◆ **EXERCISE INPUTS**
BEGIN

PR #212, opened 2023-05-29
Re Implement RFQ partial fill

charlesjhongc:


contracts/libraries/RFQTx.sol
```diff
@@ -0,0 +1,24 @@
+// SPDX-License-Identifier: MIT
+pragma solidity ^0.8.0;
+
+import { RFQOffer, getRFQOfferHash, RFQ_OFFER_TYPESTRING } from "./RFQOffer.sol";
+
+string constant RFQ_TX_TYPESTRING = string(
+    abi.encodePacked("RFQTx(RFQOffer rfqOffer,bytes32 offerHash,address recipient,uint256 takerRequestAmount,uint256 feeFactor)", RFQ_OFFER_TYPESTRING)
```
NIC619, line 7: Do we need both `rfqOffer` and `offerHash`  here?

contracts/interfaces/IGenericSwap.sol
```diff
@@ -5,7 +5,6 @@ import { GenericSwapData } from "../libraries/GenericSwapData.sol";
 
 interface IGenericSwap {
     error AlreadyFilled();
-    error InvalidTaker();
```
NIC619, line 8: We are not checking this anymore?

contracts/GenericSwap.sol
```diff
@@ -53,41 +52,27 @@ contract GenericSwap is IGenericSwap, TokenCollector, EIP712 {
...
-            swapData.offer.takerTokenAmount,
-            swapData.offer.makerToken,
-            returnAmount
-        );
+        emit Swap(swapHash, swapData.maker, taker, swapData.recipient, swapData.takerToken, swapData.takerTokenAmount, swapData.makerToken, returnAmount);
     }
 
     function _executeSwap(
         GenericSwapData memory _swapData,
         address _authorizedUser,
```
NIC619, line 60: Maybe rename to taker?

pilagod (dismissed):

test/forkMainnet/RFQ.t.sol
```diff
@@ -254,173 +273,257 @@ contract RFQTest is Test, Tokens, BalanceUtil {
...
+    function testFillWithContract() public {
+        RFQOffer memory rfqOffer = defaultRFQOffer;
+        rfqOffer.flags |= FLG_ALLOW_CONTRACT_SENDER;
+        bytes memory makerSig = _signRFQOffer(makerSignerPrivateKey, rfqOffer);
+
+        RFQTx memory rfqTx = defaultRFQTx;
+        rfqTx.rfqOffer = rfqOffer;
+
+        vm.prank(rfqOffer.taker, makeAddr("anyAddr"));
+        rfq.fillRFQ(rfqTx, makerSig, defaultPermit, defaultPermit);
```
NIC619, line 319: nit:
```suggestion
        rfq.fillRFQ(rfqTx, makerSig, defaultPermit, defaultPermit, takerSignature);
```

contracts/libraries/RFQTx.sol
charlesjhongc: The `offerHash` should be removed. f6f45a6

contracts/interfaces/IGenericSwap.sol
charlesjhongc: Since GS order doesn't have maker sig, checking taker is not making too much sense here actually.

contracts/GenericSwap.sol
charlesjhongc: I think the `authorized` word is required so it's more clear for dev that this address has already been verified.

test/forkMainnet/RFQ.t.sol
charlesjhongc: `Fill with contract` is about the `msg.sender` should be a contract. It's not directly relevant that with or without taker signature.

contracts/GenericSwap.sol
```diff
@@ -27,12 +26,12 @@ contract GenericSwap is IGenericSwap, TokenCollector, EIP712 {
         returnAmount = _executeSwap(swapData, msg.sender, takerTokenPermit);
         emit Swap(
             getGSDataHash(swapData),
-            swapData.offer.maker,
-            swapData.offer.taker,
+            swapData.maker,
+            msg.sender,
```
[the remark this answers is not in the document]
charlesjhongc: Added in add061d

contracts/GenericSwap.sol
NIC619: I thought this address is not verified anymore?

test/forkMainnet/RFQ.t.sol
NIC619: Yeah what I mean is that the examples in our tests served as a reference for others to see e.g., how to interact with our contract and so it would be helpful to mimic the realistic behavior. In this scenario `msg.sender` should be a contract and the function it should be calling should the one with taker signature attached.

contracts/GenericSwap.sol
charlesjhongc: Either the address == `msg.sender`, or it's authorized by the taker signature. One cannot trade on other's behalf without proper authorization.

test/forkMainnet/RFQ.t.sol
charlesjhongc: What is the scenario of calling with a contract but trade on an EOA account's behalf? One real example of this test case is a multi-sig wallet, so the taker would be the multi-sig contract.

NIC619: The test case is `testFillWithContract` so it would be a little weird that we prank an EOA as `msg.sender`. The test passes as long we prank different `msg.sender` and `tx.origin` but that's what I meant about mimic realistic behavior - in reality a contract will be the `msg.sender` and in this case it would be calling the `fillRFQ` function with taker signature attached, not the other `fillRFQ` function.

charlesjhongc: Oh I see, my bad.

charlesjhongc: Adjusted in a4f0e46.

NIC619 (approved):

pilagod (approved):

END

◆ **EXERCISE DESCRIPTION**
Show all lines from the listing above in which "behalf" appears.

◆ **OUTPUT**
charlesjhongc: Either the address == `msg.sender`, or it's authorized by the taker signature. One cannot trade on other's behalf without proper authorization.
charlesjhongc: What is the scenario of calling with a contract but trade on an EOA account's behalf? One real example of this test case is a multi-sig wallet, so the taker would be the multi-sig contract.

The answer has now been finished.